World's first 2D microchip is a success

Marking the first of its kind and possibly the beginning of the next generation of computing, researchers from King Abdullah University of Science and Technology in Saudi Arabia have designed and demonstrated the world's first 2D microchip using synthetic materials.

Since the first fabrication of atomically thin layers of graphite, graphene, in 2004, there has been intense interest in such materials for advanced and novel applications due to their exotic and promising physical properties.

Despite decades of research, however, functional microdevices based on 2D materials have proved elusive due to the challenges in fabricating and handling such fragile thin films.

Inspired by recent 2D film breakthroughs out of the lab of KAUST Associate Professor Mario Lanza, the university research team has now produced and demonstrated a prototype 2D-based microchip.

"Our motivation was to increase the technology readiness level of 2D material-based electronic devices and circuits by using conventional silicon-based CMOS (complementary metal oxide semiconductor) microcircuits as a base and standard semiconductor fabrication techniques," said Lanza. "The challenge, however, is that synthetic 2D materials can contain local defects such as atomic impurities that can cause small devices to fail. Also, it is very difficult to integrate the 2D material into the microchip without damaging it."

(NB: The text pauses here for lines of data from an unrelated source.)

PR #2163, opened 2025-06-23
This closes #2024, add TempDir field in the Options data type (#2024)

### LINKED ISSUE #2024: Flexability in temporary folder in StreamWriter files
The StreamWriter feature in Excelize is great for handling large XLSX file generation. Currently, temporary files are created using Golang's os.CreateTemp, as seen in [stream.go#L740](https://github.com/qax-os/excelize/blob/30d3561d0e9bceb3a669ee864e5dcc672eff5341/stream.go#L740).

In some cases, relying on os.CreateTemp is not flexible enough. Specifically, there are scenarios where it's preferable to direct these temporary files to different or dynamically determined storage locations based on the request context. This restriction can limit the usage of StreamWriter in more complex environments.

I propose adding an option in StreamWriter to allow users to provide a custom temporary file creation method. This would follow the options pattern, maintaining the current behavior as the default. The user would be able to specify their own TempFileFactory, allowing for dynamic control over the temporary file path.

For example:
```golang
type TempFileFactory func() (*os.File, error)

var DefaultTempFileFactory TempFileFactory = func() {
    return os.CreateTemp(os.TempDir(), "excelize-")
}


// Line 740:
bw.tmp, err = newTempFile();
```

I have no problem to contribue this solution for the library if there is an agreement on a solution.

mengpromax:
Change-Id: I96e24738982be893c8a52783069221b9abeff2cf

# PR Details
1. add specific temp dir option to excelize file options.
2. when writing excel using streaming writer or read excel to load data to tmp file, it will use specific temp dir or default os.TempDir() to place temp file.

## Description
Close https://github.com/qax-os/excelize/issues/2024, add temp dir file option.

## Related Issue
https://github.com/qax-os/excelize/issues/2024

## Motivation and Context
1. when we use excelize streaming writer to write excel in our production pod, we meet that /tmp mountion is small, so we need this feature to change the temp file directory.

## How Has This Been Tested
1. UT.
2. Test in our prod env.

## Types of changes

## Checklist

### DIFF
--- a/lib.go
+++ b/lib.go
@@ -77,10 +77,17 @@ func (f *File) ReadZipReader(r *zip.Reader) (map[string][]byte, int, error) {
 	return fileList, worksheets, nil
 }
 
+func (f *File) getTempDir() string {
+	if f.options.TmpDir != "" {
+		return f.options.TmpDir
+	}
+	return "" // return "" means use the system temporary directory
+}
+
 // unzipToTemp unzip the zip entity to the system temporary directory and
 // returned the unzipped file path.
 func (f *File) unzipToTemp(zipFile *zip.File) (string, error) {
-	tmp, err := os.CreateTemp("", "excelize-")
+	tmp, err := os.CreateTemp(f.getTempDir(), "excelize-")
 	if err != nil {
 		return "", err
 	}
--- a/lib.go
+++ b/lib.go
@@ -77,17 +77,10 @@ func (f *File) ReadZipReader(r *zip.Reader) (map[string][]byte, int, error) {
 	return fileList, worksheets, nil
 }
 
-func (f *File) getTempDir() string {
-	if f.options.TmpDir != "" {
-		return f.options.TmpDir
-	}
-	return "" // return "" means use the system temporary directory
-}
-
 // unzipToTemp unzip the zip entity to the system temporary directory and
 // returned the unzipped file path.
 func (f *File) unzipToTemp(zipFile *zip.File) (string, error) {
-	tmp, err := os.CreateTemp(f.getTempDir(), "excelize-")
+	tmp, err := os.CreateTemp(f.options.TmpDir, "excelize-")
 	if err != nil {
 		return "", err
 	}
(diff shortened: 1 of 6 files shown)


lib.go
```diff
@@ -77,10 +77,17 @@ func (f *File) ReadZipReader(r *zip.Reader) (map[string][]byte, int, error) {
 	return fileList, worksheets, nil
 }
 
+func (f *File) getTempDir() string {
```
xuri: This function is not required, just using `os.CreateTemp(f.options.TmpDir, "excelize-")`.

mengpromax: Get, i will modify that

stream.go
```diff
@@ -737,10 +742,22 @@ func bulkAppendFields(w io.Writer, ws *xlsxWorksheet, from, to int) {
...
+	tmpDir string
+
 	tmp *os.File
 	buf bytes.Buffer
 }
 
+// getTempDir returns the temporary directory for creating temporary files, if
+// the value is empty, the system default temporary directory which is calculated
+// by os.TempDir() will be used.
+func (bw *bufferedWriter) getTempDir() string {
```
xuri: This function also can be removed. Hold on, I will make some updates based on your branch.

stream_test.go
```diff
@@ -487,3 +488,89 @@ func TestStreamWriterGetRowElement(t *testing.T) {
 		assert.False(t, ok)
 	}
 }
+
+func TestSpecificTempDirStreamingWriter(t *testing.T) {
+	checkTempFileExist := func(testName, tempDir string, fileNames []string, exist bool) {
```
xuri: The `filenames` are always empty, this test case can be removed, update the `TestStreamWriter` function to cover the custom temporary directory.

lib_test.go
```diff
@@ -390,3 +391,50 @@ func TestUnzipToTemp(t *testing.T) {
 	_, err = f.unzipToTemp(z.File[0])
 	assert.EqualError(t, err, "EOF")
 }
+
+func TestUnzipToSpecificTempDir(t *testing.T) {
```
xuri: This test function doesn't impact the code coverage.

xuri (changes requested):

xuri (approved):
Thanks for your contribution.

To overcome these challenges, the fabrication of the 2D material takes precedence. Thus, the research team first optimized the design of the chip to make it easier to fabricate and minimize the effect of defects.

They did this by fabricating standard CMOS transistors on one side of the chip and feeding interconnects through to the underside, where the 2D material could be transferred reliably in small sections less than 0.25 micrometers or 0.00025 millimeters across.

"We produced the 2D material – hexagonal boron nitride, or h-BN, on copper foil – and transferred it to the microchip using a low-temperature wet process, and we then formed electrodes over the top by conventional vacuum evaporation and photolithography, which are processes we have in-house," said Lanza. "In this way we produced a five-by-five arrow of one-transistor/one-memristor (memory resistors) cells connected in a crossbar matrix."

The exotic properties of 2D h-HB make it an ideal "memristor" – a resistive component whose resistance can be set by applied voltage and remembers to switch on and off depending on that voltage.

In the five-by-five arrangement, each of the microscale memristors pads is connected to a single dedicated transistor. This provides the fine voltage control needed to operate the memristor as a functional device with high performance and reliability over thousands of cycles, in this case, as a low-power neural network element.

"With this flagship breakthrough, we are now talking with leading semiconducting companies to keep working in this direction," the KAUST professor said. "We are also considering installing our own wafer-scale industrial processing system for 2D materials at KAUST to advance this capability."